Takens-type reconstruction theorems of one-sided dynamical systems on compact metric spaces

TL;DR

This paper extends Takens' reconstruction theorems from smooth manifolds to a broad class of compact metric spaces, including fractals and dendrites, using topological methods.

Contribution

It generalizes Takens' theorems to one-sided dynamical systems on complex spaces like fractals and branched manifolds, beyond smooth manifolds.

Findings

Reconstruction theorems for compact metric spaces including fractals.

Application of topological methods to extend existing theorems.
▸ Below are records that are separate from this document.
PR #2199, opened 2026-09-18
perf(challenger)!: squeeze the transcript before a proof-of-work search

Nashtare:
`SerializingChallenger32/64::grind` tested each candidate on a clone of the whole challenger. A `HashChallenger` inner only hashes when it samples, and then it hashes its entire input buffer. So every candidate rehashed everything observed since the last sample.

At the PCS batching grind that is every claimed opening: the claims are absorbed and the grind runs before anything is sampled. In the STIR Keccak example (KoalaBear, Keccak-f AIR, 2^14 rows) that comes to about 105 KB (2633 columns × 2 points × 5 limbs × 4 bytes), rehashed about 2^16 times at `STIR_BATCH_POW_BITS = 16`. The grind's span is at debug level, so at the default level it showed up as roughly 2 s of self time in `STIR PCS open`.

Both challengers now squeeze first, by sampling and discarding one byte, which hashes the pending input down to the chaining digest. `grind` searches from a squeezed clone. `check_witness` is overridden to squeeze before it absorbs the witness, so prover and verifier both check `H(H(pending) || witness)`. A candidate now costs one hash of the digest and the witness, however long the transcript is. Zero difficulty still accepts any witness without touching the transcript.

Inclusion of spaces like Sierpiński carpet and dendrites.

Abstract

The reconstruction theorem deals with dynamical systems that are given by a map $T:X\to X$ of a compact metric space $X$ together with an observable $f:X \to \R$ from $X$ to the real line $\R$. In 1981, by use of Whitney's embedding theorem, Takens proved that if $T:M\to M$ is a diffeomorphism on a compact smooth manifold $M$ with $\dim M=d$, for generic $(T,f)$ there is a bijection between elements $x \in M$ and corresponding sequence $(fT^j(x))_{j=0}^{2d}$, and moreover, in 2002 Takens proved a generalized version for endomorphisms. In natural sciences and physical engineering, there has been an increase in importance of fractal sets and more complicated spaces, and also in mathematics, many topological and dynamical properties and stochastic analysis of such spaces have been studied. In the present paper, by use of some topological methods we extend the Takens' reconstruction theorems of compact smooth manifolds to reconstruction theorems of one-sided dynamical systems for a large class of compact metric spaces, which contains PL-manifolds, branched manifolds and some fractal sets, e.g. Menger manifolds, Sierpi\'nski carpet and Sierpi\'nski gasket and dendrites, etc.